One of the authors of the FBI studies, Ed Davis, once was asked by a reporter, “Who can kill an officer?” His response: “Anyone who can pull 6 pounds.” (And some triggers are lighter than that these days.)

—Range master Shannon Bohrer

Time and brutality. Too often cops get into a struggle and don’t use an effective level of force to quickly defeat the assailant. The fight extends and seems to go on forever. “You want to take the suspect out in one or two strikes, because as trainer Bob Willis has written time equals brutality in the mind of the media, of citizens who have never been involved in confrontations, and others who will eventually judge the reasonableness of your police action.”

—Sgt. Chuck Humes Jr.

Life-saving psychological tactic. A suspect pulls a gun and catches you totally by surprise. You have no cover, no concealment, no gun in your hand. What do you do? One officer caught in this desperate circumstance just put up his non-gun hand in a “stop” motion. The suspect tried to dodge his gun around the officer’s hand rather than shoot through it, giving the would-be victim time to effectively deploy his own firearm.

—Lt. Ken Solosky

W.I.N. “You are faced with choices throughout each day—what you spend your time on and who you spend it with.” Keep this acronym in mind: W.I.N.—What’s Important Now. “You need to ask this question 35 times a day, beginning with breakfast and what you need to eat to get your day started right.” Ask it on your way to calls and during calls. What’s most important now may change and change quickly. Frequently referencing the question helps you prioritize, to assure that you are advancing toward your goals of safety, growth and personal excellence.

—Brian Willis, president of Winning Mind Training,
Instructor: Inspiring the Winning Mind & Warrior Spirit

Retaliatory attacks. “Prison gangs and street gangs may take an oath of retaliation against you. They may try to pay you back by attacking you, or they may take their revenge out by attacking your spouse and/or your children. Their retribution may be for you to suffer by watching your family members get injured, maimed or killed in front of you. You and your family need to be aware of this threat, have a plan for how you can respond when you’re together off-duty, and be prepared so that all of you will prevail, win and stay safe.”

—Col. Robert “Coach” Lindsey, Jefferson Parish (La.) SO (ret.),
Instructor: Winning & Surviving Off-Duty Encounters

Positive predators. “The only way to win is to play offense. If you only play defense, the best you can hope for is a tie. This is true in any athletic competition—and in police work.”

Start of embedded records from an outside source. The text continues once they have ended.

PR #1850, opened 2023-10-22
Support for the JSON.CLEAR command

### LINKED ISSUE #1812: Add support for the JSON.CLEAR command

2rueSid:
support JSON.CLEAR, this closes #1812 
please review @mapleFU

[JSON.CLEAR command](https://redis.io/commands/json.clear)

### DIFF
--- a/kvrocks.conf
+++ b/kvrocks.conf
@@ -135,7 +135,7 @@ log-retention-days -1
 # When running in daemonize mode, kvrocks writes a PID file in ${CONFIG_DIR}/kvrocks.pid by
 # default. You can specify a custom pid file location here.
 # pidfile /var/run/kvrocks.pid
-pidfile ""
+pidfile /tmp/kvrocks/kvrocks.pid
 
 # You can configure a slave instance to accept writes or not. Writing against
 # a slave instance may be useful to store some ephemeral data (because data
@@ -859,3 +859,14 @@ rocksdb.rate_limiter_auto_tuned yes
 
 ################################ NAMESPACE #####################################
 # namespace.test change.me
+auto-resize-block-and-sst yes
+backup-dir /tmp/kvrocks/backup
+force-compact-file-age 172800
+force-compact-file-min-deleted-percentage 10
+fullsync-recv-file-delay 0
+persist-cluster-nodes-enabled yes
+replica-announce-port 0
+rocksdb.metadata_block_cache_size 2048
+rocksdb.share_metadata_and_subkey_block_cache yes
+rocksdb.subkey_block_cache_size 2048
+unixsocketperm 777
--- a/kvrocks.conf
+++ b/kvrocks.conf
@@ -135,7 +135,7 @@ log-retention-days -1
 # When running in daemonize mode, kvrocks writes a PID file in ${CONFIG_DIR}/kvrocks.pid by
 # default. You can specify a custom pid file location here.
 # pidfile /var/run/kvrocks.pid
-pidfile /tmp/kvrocks/kvrocks.pid
+pidfile ""
 
 # You can configure a slave instance to accept writes or not. Writing against
 # a slave instance may be useful to store some ephemeral data (because data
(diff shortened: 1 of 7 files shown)


torwig:
@2rueSid You can format your code with the `./x.py` command. It allows your code to pass the lint stage in the CI pipeline.

kvrocks.conf
```diff
@@ -858,4 +858,4 @@ rocksdb.write_options.memtable_insert_hint_per_batch no
 rocksdb.rate_limiter_auto_tuned yes
 
 ################################ NAMESPACE #####################################
-# namespace.test change.me
+# namespace.test change.me
```
git-hulk: Can revert this change

src/common/status.h
```diff
@@ -168,7 +168,7 @@ struct StringInStatusOr<T, std::enable_if_t<sizeof(T) < sizeof(std::string)>> :
   StringInStatusOr(StringInStatusOr<U>&& v) : BaseType(new std::string(*std::move(v))) {}  // NOLINT
   template <typename U, typename std::enable_if_t<!StringInStatusOr<U>::inplace, int> = 0>
   StringInStatusOr(StringInStatusOr<U>&& v)  // NOLINT
-      : BaseType((typename StringInStatusOr<U>::BaseType &&)(std::move(v))) {}
+      : BaseType((typename StringInStatusOr<U>::BaseType&&)(std::move(v))) {}
```
git-hulk: Should revert this file. It seems the different behaviors between different versions of clang-format. For clang-format >= 14, it will add a space for type and parameter name, but not before clang-format 14.

git-hulk:
Rest are good to me, great work! @2rueSid

src/common/status.h
mapleFU: We can add a clang-format rule for this? Seems check by clang-tidy version is not a good way.

mapleFU (commented):
Overall LGTM except some style problems!
Thanks!

src/types/json.h
```diff
@@ -172,6 +172,34 @@ struct JsonValue {
...
+                                         bool is_object = val.is_object() && !val.empty();
+                                         bool is_number = val.is_number() && val.as<double>() != 0;
+
+                                         if (!is_number && !is_array && !is_object) {
+                                           return;
+                                         }
+
+                                         if (is_array) val = jsoncons::json::array();
+                                         if (is_object) val = jsoncons::json::object();
+                                         if (is_number) val = 0;
```
```suggestion
                                         if (is_array) val = jsoncons::json::array();
                                         else if (is_object) val = jsoncons::json::object();
                                         else if (is_number) val = 0;
                                         else return;
```

src/common/status.h
2rueSid: Ok, I will check the versions and will revert it.

2rueSid: I reverted the changes. It was because I use clang-format version 17.*.

Should I investigate this a bit more and try to add a rule?


Also, I'm trying to run linter with the command (actually each time I try to run linter it fails):
```bash
$ ./x.py check tidy --clang-tidy-path /.../llvm@14/bin/clang-tidy --run-clang-tidy-path /.../llvm@14/bin/run-clang-tidy
```

and receive an output:

```
4975 warnings and 1 error generated.
Error while processing kvrocks/src/types/bloom_filter.cc.
Suppressed 4974 warnings (4966 in non-user code, 8 NOLINT).
9 warnings treated as errors
Traceback (most recent call last):
  File "./x.py", line 422, in <module>
    args.func(**arg_dict)
  File "./x.py", line 195, in clang_tidy
    run(run_command, *options, *regexes, verbose=True, cwd=basedir)
  File "./x.py", line 68, in run
    raise RuntimeError(err)
RuntimeError:
failed to run: ('/opt/homebrew/opt/llvm@14/bin/run-clang-tidy', '-p', 'build', '-clang-tidy-binary', '/opt/homebrew/opt/llvm@14/bin/clang-tidy', '-j8', '-header-filter=kvrocks/src/|utils/kvrocks2redis/|tests/cppunit/', 'kvrocks/src/', 'utils/kvrocks2redis/', 'tests/cppunit/')
exit with code: 1
```

And the problem is, I guess that it's not a normal behavior, and I can't see an actual error, or if it actually exists. Are there some suggestions which I can try to resolve this?

mapleFU: Let's do it in a separate patch, since it's not a good idea making this patch too complex

2rueSid: Sure, you can assign me to an issue and I will do it ASAP.

torwig (approved):
Generally, LGTM.

mapleFU (approved):
Will wait for twice's review

git-hulk (approved):

PragmaTwice (approved):

PragmaTwice:
Thanks for your contribution!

Officers need to adopt certain aspects of the predator mentality. “We usually think of predation with negative connotations, but think of some of the positive qualities of predatory animals in the wild. They exhibit controlled aggression, patience, cunning. They exploit the weaknesses of their opponents. They’re decisive and train from an early age. They’re confident of their ability. They use cover and concealment, speed and power, and use the environment to their advantage.”

Lt. Col. Dave Grossman has said, “Only a predator can hunt a predator. We are predators under authority of law.” And trainer Phil Messina has noted that “the only other option is to be prey, and that is not acceptable.”

—Brian Willis

Secret of commitment. “How do you develop the commitment to prevail against all odds? Identify your potential losses. What in your life do you really treasure? What in this world do you love the most—your dog, your kids, your spouse, someone else’s spouse?

“Whatever it is, pledge on your soul that you will fight with your body, your mind and your weapons to live for it. The thought of losing it will incite in you the rage to win.”

—Sgt. Chuck Humes Jr.

Blunt Truth. “It’s amazing how much you can still learn when you know everything.”